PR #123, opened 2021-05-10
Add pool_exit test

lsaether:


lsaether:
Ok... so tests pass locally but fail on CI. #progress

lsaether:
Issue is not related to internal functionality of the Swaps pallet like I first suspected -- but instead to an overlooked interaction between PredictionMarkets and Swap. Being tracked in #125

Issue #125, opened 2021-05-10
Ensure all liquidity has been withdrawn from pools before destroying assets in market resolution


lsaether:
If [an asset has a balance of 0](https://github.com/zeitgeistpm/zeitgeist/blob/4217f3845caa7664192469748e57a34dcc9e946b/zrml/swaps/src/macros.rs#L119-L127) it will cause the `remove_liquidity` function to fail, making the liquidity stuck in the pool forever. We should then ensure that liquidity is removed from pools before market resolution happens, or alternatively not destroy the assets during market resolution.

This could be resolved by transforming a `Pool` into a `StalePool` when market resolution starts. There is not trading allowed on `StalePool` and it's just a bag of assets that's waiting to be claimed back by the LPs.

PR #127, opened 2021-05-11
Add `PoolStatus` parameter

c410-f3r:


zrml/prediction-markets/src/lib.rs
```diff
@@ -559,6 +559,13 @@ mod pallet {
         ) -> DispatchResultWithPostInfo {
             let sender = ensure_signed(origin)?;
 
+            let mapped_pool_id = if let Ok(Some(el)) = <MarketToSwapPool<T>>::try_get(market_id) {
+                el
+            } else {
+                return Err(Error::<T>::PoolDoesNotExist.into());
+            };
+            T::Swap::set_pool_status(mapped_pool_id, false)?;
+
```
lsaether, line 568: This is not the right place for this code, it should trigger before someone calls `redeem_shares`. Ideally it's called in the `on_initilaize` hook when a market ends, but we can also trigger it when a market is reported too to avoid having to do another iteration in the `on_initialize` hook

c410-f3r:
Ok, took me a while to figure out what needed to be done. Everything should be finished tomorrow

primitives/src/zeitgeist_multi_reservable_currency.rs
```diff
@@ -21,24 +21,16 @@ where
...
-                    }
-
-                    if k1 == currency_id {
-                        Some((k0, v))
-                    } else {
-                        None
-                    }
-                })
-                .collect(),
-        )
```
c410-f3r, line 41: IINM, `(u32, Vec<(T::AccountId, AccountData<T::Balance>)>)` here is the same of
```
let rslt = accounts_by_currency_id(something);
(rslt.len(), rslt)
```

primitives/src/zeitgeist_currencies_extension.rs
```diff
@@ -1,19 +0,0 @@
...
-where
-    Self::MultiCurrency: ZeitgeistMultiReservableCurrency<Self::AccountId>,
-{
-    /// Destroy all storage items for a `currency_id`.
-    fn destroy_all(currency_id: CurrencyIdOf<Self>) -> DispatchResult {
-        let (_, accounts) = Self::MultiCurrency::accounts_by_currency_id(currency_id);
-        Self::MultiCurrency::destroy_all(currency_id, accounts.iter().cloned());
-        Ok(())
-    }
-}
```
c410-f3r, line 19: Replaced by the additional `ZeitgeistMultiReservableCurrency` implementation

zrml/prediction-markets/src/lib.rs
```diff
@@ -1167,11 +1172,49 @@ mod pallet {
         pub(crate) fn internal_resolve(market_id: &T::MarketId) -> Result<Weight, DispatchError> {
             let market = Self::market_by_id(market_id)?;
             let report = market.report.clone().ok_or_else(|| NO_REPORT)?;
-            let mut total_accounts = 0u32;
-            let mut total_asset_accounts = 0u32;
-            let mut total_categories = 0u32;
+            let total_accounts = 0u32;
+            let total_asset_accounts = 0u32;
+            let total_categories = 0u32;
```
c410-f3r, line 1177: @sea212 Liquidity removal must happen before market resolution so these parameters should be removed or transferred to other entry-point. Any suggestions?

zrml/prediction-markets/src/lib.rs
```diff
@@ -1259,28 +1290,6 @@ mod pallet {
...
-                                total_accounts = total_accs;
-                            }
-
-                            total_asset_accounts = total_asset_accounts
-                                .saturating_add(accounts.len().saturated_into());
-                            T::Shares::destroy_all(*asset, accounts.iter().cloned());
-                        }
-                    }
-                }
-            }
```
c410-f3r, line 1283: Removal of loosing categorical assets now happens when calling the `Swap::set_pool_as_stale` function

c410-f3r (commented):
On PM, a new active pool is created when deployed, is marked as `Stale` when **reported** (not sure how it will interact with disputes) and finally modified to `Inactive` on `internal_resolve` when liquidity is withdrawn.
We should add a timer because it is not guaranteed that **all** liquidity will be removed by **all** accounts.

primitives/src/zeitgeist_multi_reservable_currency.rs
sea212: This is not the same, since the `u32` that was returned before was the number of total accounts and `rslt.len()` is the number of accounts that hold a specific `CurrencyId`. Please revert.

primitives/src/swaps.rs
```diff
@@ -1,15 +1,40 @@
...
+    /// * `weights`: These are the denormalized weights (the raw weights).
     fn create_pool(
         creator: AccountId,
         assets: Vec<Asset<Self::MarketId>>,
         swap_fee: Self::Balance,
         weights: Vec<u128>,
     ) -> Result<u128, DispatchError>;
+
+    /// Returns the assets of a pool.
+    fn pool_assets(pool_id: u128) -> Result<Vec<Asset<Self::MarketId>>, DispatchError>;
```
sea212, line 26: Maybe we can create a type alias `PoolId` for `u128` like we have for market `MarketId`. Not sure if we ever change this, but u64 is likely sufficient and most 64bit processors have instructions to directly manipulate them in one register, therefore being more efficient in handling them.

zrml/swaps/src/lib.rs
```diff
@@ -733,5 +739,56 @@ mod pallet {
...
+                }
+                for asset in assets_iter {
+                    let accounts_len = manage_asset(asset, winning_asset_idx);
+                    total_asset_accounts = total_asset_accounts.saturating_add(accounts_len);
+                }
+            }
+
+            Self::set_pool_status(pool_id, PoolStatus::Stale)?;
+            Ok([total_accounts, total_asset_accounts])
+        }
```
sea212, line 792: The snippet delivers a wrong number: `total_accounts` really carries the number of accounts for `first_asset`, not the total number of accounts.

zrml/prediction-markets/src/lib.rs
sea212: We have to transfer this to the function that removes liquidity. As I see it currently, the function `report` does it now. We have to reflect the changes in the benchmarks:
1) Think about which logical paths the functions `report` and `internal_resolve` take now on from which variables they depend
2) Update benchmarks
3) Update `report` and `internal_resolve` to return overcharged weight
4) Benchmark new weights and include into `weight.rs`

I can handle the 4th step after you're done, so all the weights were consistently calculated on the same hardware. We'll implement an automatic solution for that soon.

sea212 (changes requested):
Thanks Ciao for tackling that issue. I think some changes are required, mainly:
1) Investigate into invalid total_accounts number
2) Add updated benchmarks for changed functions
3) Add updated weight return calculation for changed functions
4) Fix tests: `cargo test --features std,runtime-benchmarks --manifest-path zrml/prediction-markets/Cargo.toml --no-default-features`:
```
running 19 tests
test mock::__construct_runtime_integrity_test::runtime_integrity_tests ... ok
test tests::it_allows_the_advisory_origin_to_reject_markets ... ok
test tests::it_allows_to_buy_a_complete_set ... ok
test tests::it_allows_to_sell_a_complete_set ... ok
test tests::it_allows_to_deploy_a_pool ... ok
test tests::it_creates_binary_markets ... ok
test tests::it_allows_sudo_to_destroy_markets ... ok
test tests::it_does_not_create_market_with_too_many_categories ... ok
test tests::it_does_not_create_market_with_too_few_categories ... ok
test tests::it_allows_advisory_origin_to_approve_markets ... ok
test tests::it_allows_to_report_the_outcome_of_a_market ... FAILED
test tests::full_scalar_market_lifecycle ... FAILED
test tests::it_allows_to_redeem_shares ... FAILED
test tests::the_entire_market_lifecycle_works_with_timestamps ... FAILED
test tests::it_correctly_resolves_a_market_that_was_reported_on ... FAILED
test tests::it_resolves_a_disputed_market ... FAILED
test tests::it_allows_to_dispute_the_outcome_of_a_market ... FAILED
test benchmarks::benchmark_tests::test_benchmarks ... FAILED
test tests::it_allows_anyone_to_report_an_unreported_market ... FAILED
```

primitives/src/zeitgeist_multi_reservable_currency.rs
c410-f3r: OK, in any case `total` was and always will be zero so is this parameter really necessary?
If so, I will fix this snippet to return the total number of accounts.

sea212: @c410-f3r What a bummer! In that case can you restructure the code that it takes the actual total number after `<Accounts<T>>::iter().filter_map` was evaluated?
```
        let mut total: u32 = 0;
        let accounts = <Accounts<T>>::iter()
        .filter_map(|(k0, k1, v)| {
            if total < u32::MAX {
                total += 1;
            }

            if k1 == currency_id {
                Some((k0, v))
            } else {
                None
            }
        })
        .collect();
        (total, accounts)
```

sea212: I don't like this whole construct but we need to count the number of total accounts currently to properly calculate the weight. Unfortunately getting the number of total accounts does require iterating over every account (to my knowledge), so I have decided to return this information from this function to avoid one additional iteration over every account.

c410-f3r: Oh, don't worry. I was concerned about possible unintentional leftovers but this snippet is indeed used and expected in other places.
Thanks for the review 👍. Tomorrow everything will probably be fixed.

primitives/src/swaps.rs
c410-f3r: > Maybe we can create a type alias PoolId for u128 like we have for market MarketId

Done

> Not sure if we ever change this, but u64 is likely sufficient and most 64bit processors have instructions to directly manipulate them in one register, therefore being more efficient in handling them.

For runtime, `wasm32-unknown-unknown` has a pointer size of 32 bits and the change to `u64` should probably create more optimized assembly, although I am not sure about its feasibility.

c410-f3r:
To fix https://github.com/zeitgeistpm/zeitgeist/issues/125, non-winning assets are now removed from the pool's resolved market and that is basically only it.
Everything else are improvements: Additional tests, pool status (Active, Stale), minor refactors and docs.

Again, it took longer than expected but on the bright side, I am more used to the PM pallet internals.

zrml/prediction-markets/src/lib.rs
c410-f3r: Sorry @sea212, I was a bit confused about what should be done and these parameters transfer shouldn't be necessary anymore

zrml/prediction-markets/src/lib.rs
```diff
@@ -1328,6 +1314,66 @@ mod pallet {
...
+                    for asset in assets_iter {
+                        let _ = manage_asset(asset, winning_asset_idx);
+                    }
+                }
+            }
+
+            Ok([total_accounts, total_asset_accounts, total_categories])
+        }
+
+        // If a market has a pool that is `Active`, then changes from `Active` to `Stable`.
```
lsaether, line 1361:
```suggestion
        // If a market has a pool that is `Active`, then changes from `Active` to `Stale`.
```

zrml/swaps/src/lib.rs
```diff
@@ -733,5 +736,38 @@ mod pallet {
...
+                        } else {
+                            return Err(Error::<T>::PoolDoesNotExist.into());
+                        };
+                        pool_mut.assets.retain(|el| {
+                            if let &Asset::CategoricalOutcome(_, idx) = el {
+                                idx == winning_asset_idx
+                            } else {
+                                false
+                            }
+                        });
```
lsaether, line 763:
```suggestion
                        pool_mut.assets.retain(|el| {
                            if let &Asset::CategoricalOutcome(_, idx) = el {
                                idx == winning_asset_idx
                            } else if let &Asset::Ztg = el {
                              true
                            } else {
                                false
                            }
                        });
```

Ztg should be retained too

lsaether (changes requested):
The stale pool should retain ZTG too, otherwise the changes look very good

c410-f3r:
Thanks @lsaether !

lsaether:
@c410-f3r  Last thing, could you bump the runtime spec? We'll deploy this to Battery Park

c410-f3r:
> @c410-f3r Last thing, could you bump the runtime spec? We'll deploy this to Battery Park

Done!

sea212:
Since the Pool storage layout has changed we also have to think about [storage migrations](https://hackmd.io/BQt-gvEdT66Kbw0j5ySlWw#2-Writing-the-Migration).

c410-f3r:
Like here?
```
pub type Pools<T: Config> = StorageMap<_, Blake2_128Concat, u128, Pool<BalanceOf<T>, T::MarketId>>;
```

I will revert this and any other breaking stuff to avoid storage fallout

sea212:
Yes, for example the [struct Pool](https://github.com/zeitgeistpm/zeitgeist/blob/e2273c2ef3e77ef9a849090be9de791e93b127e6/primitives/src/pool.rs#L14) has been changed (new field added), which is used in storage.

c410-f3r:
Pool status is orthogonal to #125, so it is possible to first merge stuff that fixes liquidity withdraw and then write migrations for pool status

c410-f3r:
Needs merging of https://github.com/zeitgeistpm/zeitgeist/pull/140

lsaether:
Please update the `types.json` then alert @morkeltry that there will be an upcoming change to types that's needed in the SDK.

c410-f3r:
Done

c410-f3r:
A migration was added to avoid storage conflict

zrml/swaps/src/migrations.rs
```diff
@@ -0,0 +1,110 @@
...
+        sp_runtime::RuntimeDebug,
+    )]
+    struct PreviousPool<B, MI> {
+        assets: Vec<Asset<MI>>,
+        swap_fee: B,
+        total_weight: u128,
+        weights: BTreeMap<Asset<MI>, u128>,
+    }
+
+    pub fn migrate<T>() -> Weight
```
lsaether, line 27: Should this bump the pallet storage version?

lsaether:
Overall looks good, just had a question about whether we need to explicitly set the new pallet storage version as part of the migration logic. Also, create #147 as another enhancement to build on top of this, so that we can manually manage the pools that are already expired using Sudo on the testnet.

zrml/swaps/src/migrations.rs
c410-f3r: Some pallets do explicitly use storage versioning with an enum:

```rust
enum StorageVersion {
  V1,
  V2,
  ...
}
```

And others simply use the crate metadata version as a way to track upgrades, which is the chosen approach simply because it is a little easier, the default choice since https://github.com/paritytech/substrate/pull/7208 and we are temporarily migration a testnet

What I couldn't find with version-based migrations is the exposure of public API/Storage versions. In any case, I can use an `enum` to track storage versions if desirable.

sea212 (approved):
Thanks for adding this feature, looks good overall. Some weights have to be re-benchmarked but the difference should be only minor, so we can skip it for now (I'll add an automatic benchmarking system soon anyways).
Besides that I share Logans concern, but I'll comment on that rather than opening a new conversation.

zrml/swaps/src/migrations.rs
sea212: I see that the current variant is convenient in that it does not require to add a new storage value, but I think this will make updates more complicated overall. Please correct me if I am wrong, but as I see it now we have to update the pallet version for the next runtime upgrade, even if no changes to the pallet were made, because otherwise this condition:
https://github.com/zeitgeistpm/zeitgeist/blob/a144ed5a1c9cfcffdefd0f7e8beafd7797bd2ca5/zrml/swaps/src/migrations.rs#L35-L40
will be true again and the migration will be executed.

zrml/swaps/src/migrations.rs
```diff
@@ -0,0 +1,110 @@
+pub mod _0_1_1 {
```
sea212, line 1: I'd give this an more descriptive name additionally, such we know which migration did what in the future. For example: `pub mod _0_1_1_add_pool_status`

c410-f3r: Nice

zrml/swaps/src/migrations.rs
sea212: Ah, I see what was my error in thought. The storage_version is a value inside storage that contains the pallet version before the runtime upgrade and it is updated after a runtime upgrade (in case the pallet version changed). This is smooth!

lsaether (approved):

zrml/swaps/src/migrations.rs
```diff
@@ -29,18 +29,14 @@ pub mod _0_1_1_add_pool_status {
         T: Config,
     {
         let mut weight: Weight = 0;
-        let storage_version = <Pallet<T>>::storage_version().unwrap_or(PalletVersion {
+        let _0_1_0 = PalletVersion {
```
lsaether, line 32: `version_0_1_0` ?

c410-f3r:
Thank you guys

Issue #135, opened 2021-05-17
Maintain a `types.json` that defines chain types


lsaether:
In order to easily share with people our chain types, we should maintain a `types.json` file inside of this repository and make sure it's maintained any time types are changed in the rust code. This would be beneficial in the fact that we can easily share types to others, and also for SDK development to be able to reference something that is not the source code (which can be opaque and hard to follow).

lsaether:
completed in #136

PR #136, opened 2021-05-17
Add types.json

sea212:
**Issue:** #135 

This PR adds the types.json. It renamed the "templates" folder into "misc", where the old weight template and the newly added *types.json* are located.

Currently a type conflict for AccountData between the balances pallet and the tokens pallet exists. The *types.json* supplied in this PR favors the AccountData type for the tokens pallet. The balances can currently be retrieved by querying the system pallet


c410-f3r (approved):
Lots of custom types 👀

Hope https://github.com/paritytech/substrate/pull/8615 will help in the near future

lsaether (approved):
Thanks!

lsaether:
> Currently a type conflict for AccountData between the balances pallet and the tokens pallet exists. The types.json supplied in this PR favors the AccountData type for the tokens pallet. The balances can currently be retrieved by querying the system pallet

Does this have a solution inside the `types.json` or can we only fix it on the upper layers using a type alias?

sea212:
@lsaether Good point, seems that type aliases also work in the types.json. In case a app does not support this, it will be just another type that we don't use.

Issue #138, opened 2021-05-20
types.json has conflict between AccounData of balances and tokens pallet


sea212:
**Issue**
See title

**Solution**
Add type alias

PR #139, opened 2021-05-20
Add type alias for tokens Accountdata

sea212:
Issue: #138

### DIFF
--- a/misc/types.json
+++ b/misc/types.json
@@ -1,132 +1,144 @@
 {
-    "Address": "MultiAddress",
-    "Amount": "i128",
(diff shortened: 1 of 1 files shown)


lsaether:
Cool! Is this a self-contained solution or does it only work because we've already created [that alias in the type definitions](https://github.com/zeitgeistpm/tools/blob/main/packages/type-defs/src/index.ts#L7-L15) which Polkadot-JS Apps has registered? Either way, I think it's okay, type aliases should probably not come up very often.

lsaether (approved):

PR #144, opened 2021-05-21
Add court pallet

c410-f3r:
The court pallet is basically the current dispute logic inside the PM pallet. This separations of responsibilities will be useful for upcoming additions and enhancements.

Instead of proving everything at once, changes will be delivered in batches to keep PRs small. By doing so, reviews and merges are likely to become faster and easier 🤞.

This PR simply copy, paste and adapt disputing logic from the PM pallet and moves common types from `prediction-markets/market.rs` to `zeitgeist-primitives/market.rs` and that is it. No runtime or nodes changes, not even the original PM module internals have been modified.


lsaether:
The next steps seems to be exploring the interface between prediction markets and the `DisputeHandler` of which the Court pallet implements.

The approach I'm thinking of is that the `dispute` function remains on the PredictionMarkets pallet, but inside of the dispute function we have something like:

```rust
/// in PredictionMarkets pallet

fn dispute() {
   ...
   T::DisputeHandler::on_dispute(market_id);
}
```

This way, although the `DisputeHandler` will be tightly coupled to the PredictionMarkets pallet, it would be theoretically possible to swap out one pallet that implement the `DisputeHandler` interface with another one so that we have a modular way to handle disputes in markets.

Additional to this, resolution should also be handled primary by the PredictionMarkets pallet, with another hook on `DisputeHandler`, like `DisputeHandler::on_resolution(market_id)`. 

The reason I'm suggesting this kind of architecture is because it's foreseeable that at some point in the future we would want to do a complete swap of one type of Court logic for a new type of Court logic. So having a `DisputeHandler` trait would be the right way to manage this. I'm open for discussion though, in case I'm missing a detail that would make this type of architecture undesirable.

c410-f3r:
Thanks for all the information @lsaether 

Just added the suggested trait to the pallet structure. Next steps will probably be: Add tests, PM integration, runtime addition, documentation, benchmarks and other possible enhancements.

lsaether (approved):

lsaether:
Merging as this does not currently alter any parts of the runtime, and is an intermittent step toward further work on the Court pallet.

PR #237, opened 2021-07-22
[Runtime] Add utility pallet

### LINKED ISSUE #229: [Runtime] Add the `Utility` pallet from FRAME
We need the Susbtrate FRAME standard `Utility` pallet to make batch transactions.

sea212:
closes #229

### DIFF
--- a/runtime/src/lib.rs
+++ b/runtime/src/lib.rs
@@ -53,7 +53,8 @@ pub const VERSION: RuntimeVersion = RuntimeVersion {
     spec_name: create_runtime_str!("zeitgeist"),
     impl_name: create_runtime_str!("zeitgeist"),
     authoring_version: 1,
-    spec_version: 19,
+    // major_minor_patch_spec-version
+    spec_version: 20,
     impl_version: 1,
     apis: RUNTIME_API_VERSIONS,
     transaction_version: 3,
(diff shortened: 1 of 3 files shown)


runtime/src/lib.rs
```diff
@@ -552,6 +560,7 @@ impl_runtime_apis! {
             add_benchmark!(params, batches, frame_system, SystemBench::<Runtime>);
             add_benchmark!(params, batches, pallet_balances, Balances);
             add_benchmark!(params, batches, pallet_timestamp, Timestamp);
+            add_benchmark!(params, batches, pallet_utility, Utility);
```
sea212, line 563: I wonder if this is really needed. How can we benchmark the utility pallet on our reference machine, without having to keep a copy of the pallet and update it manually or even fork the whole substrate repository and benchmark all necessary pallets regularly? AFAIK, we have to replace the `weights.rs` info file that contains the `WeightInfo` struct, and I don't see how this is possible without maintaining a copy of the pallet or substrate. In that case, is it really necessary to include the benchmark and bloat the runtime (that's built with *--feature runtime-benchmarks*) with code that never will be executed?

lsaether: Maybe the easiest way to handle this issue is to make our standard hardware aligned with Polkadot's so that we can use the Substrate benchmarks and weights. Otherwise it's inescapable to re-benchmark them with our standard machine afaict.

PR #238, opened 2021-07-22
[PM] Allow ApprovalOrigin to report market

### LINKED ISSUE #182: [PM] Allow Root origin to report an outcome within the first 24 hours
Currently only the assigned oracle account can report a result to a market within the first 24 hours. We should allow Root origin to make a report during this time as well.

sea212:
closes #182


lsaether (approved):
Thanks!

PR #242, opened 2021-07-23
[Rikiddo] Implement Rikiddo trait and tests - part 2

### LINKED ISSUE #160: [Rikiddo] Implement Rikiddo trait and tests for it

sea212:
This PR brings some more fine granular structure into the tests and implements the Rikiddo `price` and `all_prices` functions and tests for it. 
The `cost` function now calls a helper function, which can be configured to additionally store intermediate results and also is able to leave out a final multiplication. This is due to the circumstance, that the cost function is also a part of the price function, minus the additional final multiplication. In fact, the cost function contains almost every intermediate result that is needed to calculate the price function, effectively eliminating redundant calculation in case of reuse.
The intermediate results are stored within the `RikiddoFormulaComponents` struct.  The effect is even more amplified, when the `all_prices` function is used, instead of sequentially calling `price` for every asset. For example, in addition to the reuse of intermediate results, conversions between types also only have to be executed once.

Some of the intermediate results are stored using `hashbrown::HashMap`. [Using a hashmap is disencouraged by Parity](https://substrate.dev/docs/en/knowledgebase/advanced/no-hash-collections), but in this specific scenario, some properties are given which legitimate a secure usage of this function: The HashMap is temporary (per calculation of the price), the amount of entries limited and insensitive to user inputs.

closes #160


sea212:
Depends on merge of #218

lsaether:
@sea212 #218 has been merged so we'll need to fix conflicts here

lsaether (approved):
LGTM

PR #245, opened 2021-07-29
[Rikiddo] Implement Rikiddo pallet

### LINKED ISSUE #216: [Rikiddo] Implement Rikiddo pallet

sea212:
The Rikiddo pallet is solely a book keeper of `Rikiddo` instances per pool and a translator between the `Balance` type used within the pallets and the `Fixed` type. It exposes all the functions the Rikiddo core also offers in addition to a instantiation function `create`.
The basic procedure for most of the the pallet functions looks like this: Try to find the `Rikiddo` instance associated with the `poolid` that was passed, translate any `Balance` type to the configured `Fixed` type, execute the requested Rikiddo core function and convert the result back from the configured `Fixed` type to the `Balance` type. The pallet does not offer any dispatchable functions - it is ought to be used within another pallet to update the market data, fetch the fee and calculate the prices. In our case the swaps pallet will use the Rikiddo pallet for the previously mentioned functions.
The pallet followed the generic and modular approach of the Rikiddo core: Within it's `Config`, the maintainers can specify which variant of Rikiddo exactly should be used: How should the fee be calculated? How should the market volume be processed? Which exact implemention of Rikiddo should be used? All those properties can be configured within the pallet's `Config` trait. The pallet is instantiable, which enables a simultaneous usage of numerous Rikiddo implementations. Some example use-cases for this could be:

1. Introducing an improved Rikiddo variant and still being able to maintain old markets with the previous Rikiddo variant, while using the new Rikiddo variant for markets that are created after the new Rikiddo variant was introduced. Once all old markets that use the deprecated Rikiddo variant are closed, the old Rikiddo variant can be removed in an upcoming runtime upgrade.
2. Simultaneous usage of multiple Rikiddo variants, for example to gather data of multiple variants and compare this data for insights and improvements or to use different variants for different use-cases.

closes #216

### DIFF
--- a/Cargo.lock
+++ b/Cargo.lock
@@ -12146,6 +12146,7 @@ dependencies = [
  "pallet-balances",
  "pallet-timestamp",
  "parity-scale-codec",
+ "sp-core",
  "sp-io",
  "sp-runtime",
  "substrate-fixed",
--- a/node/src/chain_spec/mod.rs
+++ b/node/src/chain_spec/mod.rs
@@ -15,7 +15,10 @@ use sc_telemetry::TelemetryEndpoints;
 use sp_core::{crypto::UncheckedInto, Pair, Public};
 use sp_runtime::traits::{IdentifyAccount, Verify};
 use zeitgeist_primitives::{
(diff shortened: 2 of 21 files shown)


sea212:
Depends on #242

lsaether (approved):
========================================================================
# TASK GOAL
Scan the data above for the string "hardware" and copy each line where it appears.

# OUTPUT
I can handle the 4th step after you're done, so all the weights were consistently calculated on the same hardware. We'll implement an automatic solution for that soon.
lsaether: Maybe the easiest way to handle this issue is to make our standard hardware aligned with Polkadot's so that we can use the Substrate benchmarks and weights. Otherwise it's inescapable to re-benchmark them with our standard machine afaict.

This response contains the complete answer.